Yes, technically they have different motivations for going the way they go,
but the end results tend to coincide neatly :)

------
zwieback
These are very reasonable guidelines that most of us can probably relate to.

What I find much harder is to write "beautiful" code at a higher level. The
examples shown are mostly algorithms working with fundamental language
features. My code tends to get ugly when integrating APIs from different
sources with different conventions. I spend a lot of time checking return
codes, mapping from one set of error codes to another. Sometimes it's hard to
decide whether a return code has to be checked or whether I should assume, for
efficiency, that all parameters I'm sending in or getting out are ok.

Other things that uglify my code: exception handling, locks or other
concurrency artifacts, retry loops.

------
Snowda
I currently make a living by essentially applying these rules to other peoples
code and handing it off.

My second programming lecturer ever, refused to correct my assignments if
these rules were not followed. He never told us said rules though. This was
before I learned what an array was! Got 0% on my first two assignments with
him but eventually he corrected the next ones with a good life lesson.
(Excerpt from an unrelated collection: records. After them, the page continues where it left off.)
PR #324, opened 2025-03-09
Add support for more sound modes

henrikwidlund:
Sound modes fetched from the AVC-A10H specification


denonavr/const.py
```diff
@@ -276,6 +276,9 @@
         "MULTI IN + NEURAL:X",
         "NEURAL",
         "STANDARD(DOLBY)",
+        "DOLBY AUDIO-DD+NEURAL:X",
+        "DOLBY AUDIO-DD+",
+        "DOLBY AUDIO-DD+ +NERUAL:X",
```
ol-iver, line 282:
```suggestion
        "DOLBY AUDIO-DD+ +NEURAL:X",
```
This is a typo, isn't it? 😅

henrikwidlund: I copied it from the Excel spread sheet that I got from Denon, so I'm not sure actually, I'd hope it's a spelling issue in their docs and not in the firmware. Not sure what to do here to be honest.

ol-iver: We could add both versions 😉

ol-iver (approved):
Thanks 😄

PR #325, opened 2025-03-13
Skip confirmation for commands which don't return anything

### LINKED ISSUE #321: Slow command execution when using Telnet on AVC-A10H

henrikwidlund:
Fixes #321

### DIFF
--- a/denonavr/foundation.py
+++ b/denonavr/foundation.py
@@ -552,7 +552,8 @@ class DenonAVRDeviceInfo:
         """Cursor Up on receiver via HTTP get command."""
         if self.telnet_available:
             await self.telnet_api.async_send_commands(
-                self.telnet_commands.command_cusor_up
+                self.telnet_commands.command_cusor_up,
+                skip_confirmation=True
             )
         else:
             await self.api.async_get_command(self.urls.command_cusor_up)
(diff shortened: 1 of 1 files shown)


ol-iver (changes requested):
Thanks 🙂 

Please skip the confirmation in `async_back` to ([ref](https://github.com/ol-iver/denonavr/pull/325/files#diff-11b5022a6cfe66073ff7af1648b23086f16959c65da9a5937402f1419b1efefcR606)). It is sending `MNRTN` which is also mentioned to be command only.

Not all of your changes are formatted with [black](https://github.com/psf/black).

henrikwidlund:
Just added it for `async_back` and fixed the formatting (I hope).

ol-iver (approved):
Awesome 🚀

PR #328, opened 2025-03-18
Add settings menu state

henrikwidlund:
Allows for settings menu toggle without relying on HTTP. Especially useful if the HTTP request doesn't return anything.


denonavr/foundation.py
```diff
@@ -622,6 +648,18 @@ async def async_options(self) -> None:
 
     async def async_settings_menu(self) -> None:
         """Options menu on receiver via HTTP get command."""
+        # fast path if we already know the state
+        if self.telnet_available and self._settings_menu is not None:
```
ol-iver:
```suggestion
        if self.telnet_available:
```
This looks for me like the telnet path instead of the fast path.
You could add a `MNMEN?` command [here](https://github.com/ol-iver/denonavr/blob/0e4f0338a6865759db7c9b110a2e59a1e1fb0dd9/denonavr/api.py#L569) which make the library query the state each time telnet connects.

Then, you could also remove the telnet handling in the slow path.

denonavr/foundation.py
```diff
@@ -521,6 +538,15 @@ def power(self) -> Optional[str]:
         """
         return self._power
 
+    @property
+    def settings_menu(self) -> Optional[str]:
+        """
+        Return the settings menu state of the device.
+
+        Possible values are: "ON" and "OFF"
```
ol-iver, line 546: Please add to the comment that this function only returns a value when telnet is enabled.

denonavr/denonavr.py
```diff
@@ -278,6 +278,15 @@ def power(self) -> Optional[str]:
...
         return self._device.power
 
+    @property
+    def settings_menu(self) -> Optional[str]:
+        """
+        Return the settings menu state of the device.
+
+        Possible values are: "ON" and "OFF"
+        """
+        return self._device.settings_menu
```
ol-iver, line 288: Please add to the comment that this function only returns a value when telnet is enabled.

ol-iver (changes requested):
Thanks again 🚀

denonavr/foundation.py
henrikwidlund: I hope I understood you correctly with my adjustments :)

denonavr/foundation.py
```diff
@@ -622,21 +648,28 @@ async def async_options(self) -> None:
...
         """Options menu on receiver via HTTP get command."""
-        res = await self.api.async_get_command(self.urls.command_setup_query)
+        # fast path if we already know the state
         if self.telnet_available:
-            if res is not None and res == "MNMEN ON":
+            if self._settings_menu is None:
+                self._settings_menu = await self.api.async_get_command(
+                    self.urls.command_setup_query
+                )
+
```
ol-iver: Almost 😉 

```suggestion
```
You could entirely remove this part and add a `MNMEN?` line after [this line](https://github.com/ol-iver/denonavr/blob/0e4f0338a6865759db7c9b110a2e59a1e1fb0dd9/denonavr/api.py#L569).
This command will be sent when the telnet connection has been established. The receiver will answer with either `MNMEN ON` or `MNMEN OFF` (see the api document I linked before on page 27), so the callback will be called and  `self._settings_menu` won't be None.

henrikwidlund: Aha, I was wondering how the answers would work on Telnet :)

ol-iver (approved):
Nice 👍

PR #330, opened 2025-04-08
Set timeout on _send_confirmation_timeout

henrikwidlund:
The timeout for acknowledgements via Telnet commands will now use the value specified in  the `timeout` parameter in the `DenonAVR` class,


ol-iver (approved):
Thanks, one more time 😄

PR #12, opened 2021-08-02
update component library

mcrascal:
- [x] expands the component library, thanks @hughess 
- [x] component library is now an output of `svelte-kit package`


hughess:
🙌

PR #35, opened 2021-08-06
Fix histogram

### LINKED ISSUE #17: Histogram component cannot accept null values
By default, the chart should treat nulls as zero to match up with the behaviour of the other components in the library

### LINKED ISSUE #25: Histogram x axis labels are not formatted
Caused by the dataset that is outputted from the histogram component dropping the original column names. Change this output dataset to use the original x column name, which will pull through the format tag of the column.

### LINKED ISSUE #27: Wrong column name referenced in one of the histogram calculations
Quick fix - change "value" to "frequency"

hughess:
Fixes #17  
Fixes #25
Fixes #27

### DIFF
--- a/packages/components/viz/Column.svelte
+++ b/packages/components/viz/Column.svelte
@@ -55,21 +55,6 @@
     $: isBandwidth = typeof $xScale.bandwidth === 'function';
     $: isHist = binMax != null;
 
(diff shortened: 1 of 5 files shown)


mcrascal:
Branch created before docs site added. Ignoring vercel issue.

PR #70, opened 2021-08-14
Fix xAxisTitle text anchor by adding separate text tag

### LINKED ISSUE #65: Text anchor causes label overlap on reverse axis charts
Text anchor is set to middle, which causes overlapping labels when the units prop is a long string. Change text anchor to "start" to position the start of the string directly on the tick mark.

CleanShot 2021-08-14 at 10 29 06

hughess:
Fixes #65  

Adds a separate text tag for the xAxisTitle of reverse axis charts (e.g., the "units" prop of BarChart).

New text tag is positioned to the right of the tick label on the furthest right. Padding between tick label and new text tag is based on a rough string length approximation.

### DIFF
--- a/packages/components/viz/XAxis.svelte
+++ b/packages/components/viz/XAxis.svelte
@@ -1,7 +1,7 @@
 <script>
 	import { getContext } from 'svelte';
   import formatAxisLabel from '../modules/formatAxisLabel.js'
-	const { width, height, xScale, xDomain, yRange, padding, yDomain} = getContext('LayerCake');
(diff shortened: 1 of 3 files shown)


hughess:
**Before:**
CleanShot 2021-08-14 at 12 44 36

**After:**
CleanShot 2021-08-14 at 13 08 08

hughess:
This PR shows as closed, but it was successfully merged into the develop branch in this commit: ca4dce6c923d659fd325d9e0eea4aee36d3d7b9b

Frankly its the only thing I remember from that asshole but was probably one
of the most important lessons in my opinion!

------
eliasmacpherson
I've always been told that the get, set() idiom is to allow the author to
change the implementation at a later date.

I always resent doing it but I can see how if the body of the function is not
declared in the header file, but instead the associated .cpp file, that an
author can change it, without introducing a whole recompile overhead.

Writing code that may not be needed is bad, but it's a trade off vs.
preventing other users writing code that depends on it when their code should
not.

------
dysoco
So he discourages Getters/Setters and instead says that declaring the variable
as Public is better?

I mean, isn't that like not giving a sh-- about encapsulation principles ?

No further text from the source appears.